Sudden and severe storm leaves millions of people powerless in India and Bangladesh

Sudden and severe storm leaves millions of people powerless in India and Bangladesh

MILLIONS OF PEOPLE in southern Bangladesh and eastern India have been left without power after a major tropical storm.

Tropical storm Remal has flooded dozens of coastal villages, destroying more than 35,000 homes and damaging 115,000 in Bangladesh.

The storm, which is now weakening, was one of the quickest-forming and longest-lasting seen in the region, according to Bangladesh weather experts.

The cyclone made landfall in Bangladesh and India on Sunday evening, bringing strong winds of at least 111 kilometres per hour and huge waves, killing at least 21 people. 

Nearly 800,000 people in Bangladesh were evacuated from vulnerable areas on Sunday.


Locals repair an embankment damaged during Cyclone Remal in Khulna, Bangladesh on 27 May Alamy

Alamy

The capital, Dhaka, saw major flooding, as well as other towns, villages and cities, including the Cox’s Bazar area where more than one million Rohingya refugees from Myanmar live in dense, unstable shelters as they are not permitted to erect permanent structures.

In India’s, all schools in Kolkata were closed as heavy downpours flooded streets and homes in low-lying areas. Trees and electric poles were uprooted in some coastal parts of the West Bengal state and thatched roofs on homes were torn away by the winds.

Kolkata airport was shut on Sunday (but has since reopened) while Bangladesh closed the airport in Chattogram, the second-largest city in the country, and cancelled all domestic flights in and out of Cox’s Bazar.

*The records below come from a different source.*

PR #124, opened 2016-09-06
Add scroll support for many definitions

bazzinotti:
# Scenario

A rikaikun user hovers over a japanese phrase. If a given phrase has more than 7 definitions, only the first 7 can be viewed, and all of the others are unable to be viewed.

This PR allows the definitions window to be scrollable forwards and backwards when there are too many definitions to be displayed. This allows all definitions to be viewed.

Rikaikun uses the ellipsis '...' to inform the user there are more definitions than can be displayed. When this is the case, the 'J' and 'K' keys can be used to scroll through the definitions forwards and backwards respectively (with loopback both ways).
## Technical Details
- ellipsis on head and tail of definition window helps inform the user where they are. (first, middle, last)
### Todo

When I approached this codebase, the max number of display-able definitions was hard-coded at 7. Unfortunately, I have continued this practice. I assume you understand why I'd like to remove these "floating" numbers and box them into a single variable. However, I am unsure of where to add the proper constant variable declaration. Please inform me of a suitable location and I will add the commit.

Please feel free to chime in any additional notes! Thanks!

### DIFF
--- a/data.js
+++ b/data.js
@@ -428,7 +428,6 @@ if (0) {
                     if (ok) {
                         if (count >= maxTrim) {
 							entry.more = 1;
-							//break;
 						}
 
 						have[ofs] = 1;
--- a/data.js
+++ b/data.js
@@ -428,7 +428,7 @@ if (0) {
                     if (ok) {
                         if (count >= maxTrim) {
 							entry.more = 1;
-							break;
+							//break;
 						}
 
 						have[ofs] = 1;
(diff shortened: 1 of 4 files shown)


melink14:
Perhaps make that size configurable in the options so that people can choose how many entries they want and it gives a global place to define it. I guess you could put it in the `config` object even without making it an option.

melink14:
Merged from head and forked PR to https://github.com/melink14/rikaikun/pull/162 for further review.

Some cities received at least 200 millimetres (7.9 inches) of heavy rain during the storm. 

India’s Meteorological Department has said the weather is likely to weaken throughout the day but warned of heavy showers over Assam and other north-eastern states for the next two days. 

Climate change

Bangladesh weather experts said the deadly cyclone was one of the quickest-forming and longest-lasting they’d experienced, attributing the shift to climate change.

Human activities, especially the burning of fossil fuels, are releasing harmful greenhouse gases like carbon dioxide and methane into the atmosphere. Over the last 150 or so years of intense industrial activity, these greenhouse gas emissions have built up in the atmosphere and are trapping heat close to the earth’s surface.

This is destabilising the global climate and pushing average global temperatures upwards, leading to impacts like heatwaves and droughts, but it can also cause and exacerbate extreme weather events like storms and flooding. This is because a warmer atmosphere can hold more moisture – around 7% more for every additional degree of warming.


People try to navigate through a flooded street in Dhaka, Bangladesh on 27 May Alamy

Alamy

The director of Bangladesh’s meteorological department, Azizur Rahman, said of Cycle Remal that “in terms of its land duration, it is one of the longest in the country’s history”, explaining that the storm had battered the country for more than 36 hours.

Cyclone Aila, which caused devastation in Bangladesh in 2009, lasted around 34 hours.

The number of major cyclones hitting Bangladesh’s densely populated coast has increased sharply in recent years, from one a year to as many as three, due to the impact of climate change.

Rahman said Cyclone Remal formed more quickly than most other cyclones monitored in recent decades and that “quick cyclone formation and the long duration of cyclones are due to the impact of climate change”.

“It took three days for it to turn into a severe cyclone from low pressure in the Bay of Bengal… I’ve never seen a cyclone formed from a low pressure in such a quick time,” he said.

“Usually, a cyclone is formed in the south and southwest of the Bay of Bengal, then takes seven to eight days to turn into a severe cyclone.”